## EXERCISE
The line holding "Approved and merged." and all lines that follow it to the end of the data: return these exactly, and nothing more.

[Start of Attachment]

Issue #38, opened 2021-05-23
Implement Variance Schema


PaulHuwe:

PaulHuwe:
Approved and merged.

PR #43, opened 2021-05-23
Initial ramp fitting support.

[End of Attachment]

## RESPONSE BELOW
Approved and merged.

PR #43, opened 2021-05-23
Initial ramp fitting support.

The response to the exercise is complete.